Of all the lines in these entries, count those that contain "current" and give only the total.
[DATA UNDER STUDY Boundary: Start]
PR #213, opened 2017-03-15
Added azurectl compute vm status

schaefi:
Allows to retrieve the current status of the virtual machine.
In addition it is possible to wait until the machine is in
Running state

### DIFF
--- a/azurectl/commands/compute_vm.py
+++ b/azurectl/commands/compute_vm.py
@@ -39,6 +39,8 @@ usage: azurectl compute vm -h | --help
        azurectl compute vm start --cloud-service-name=<name>
            [--instance-name=<name>]
            [--wait]
+       azurectl compute vm status --cloud-service-name=<name>
+           [--instance-name=<name>]
        azurectl compute vm types
        azurectl compute vm delete --cloud-service-name=<name>
            [--instance-name=<name>]
@@ -66,6 +68,9 @@ commands:
         shuts down virtual machine instance
     start
         starts the virtual machine instance
+    status
+        Retrieves status information about the current state of the
+        virtual machine
     types
         list available virtual machine types
 
@@ -111,9 +116,10 @@ options:
     --user=<user>
         user name for login, by default set to: azureuser
     --wait
-        wait for the request to succeed
+        wait for the command to enter the requested state
 """
 import os
+import time
 # project
 from base import CliTask
 from azurectl.account.service import AzureAccount
@@ -170,6 +176,8 @@ class ComputeVmTask(CliTask):
                 self.__shutdown_instance()
             elif self.command_args['start']:
                 self.__start_instance()
+            elif self.command_args['status']:
+                self.__operate_on_instance_state()
 
     def __help(self):
         if self.command_args['help']:
@@ -220,9 +228,9 @@ class ComputeVmTask(CliTask):
             reserved_ip_name=self.command_args['--reserved-ip-name']
         )
         if self.command_args['--wait']:
-            # we might want to change this to wait until the VM becomes
-            # accessible to the user
-            self.request_wait(request_id)
+            self.__get_instance_state(
+                requested_state='ReadyRole', wait=True
+            )
         self.result.add(
             'instance',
[DATA UNDER STUDY Boundary: End]
- _OUTPUT FOR THIS EXERCISE_: 2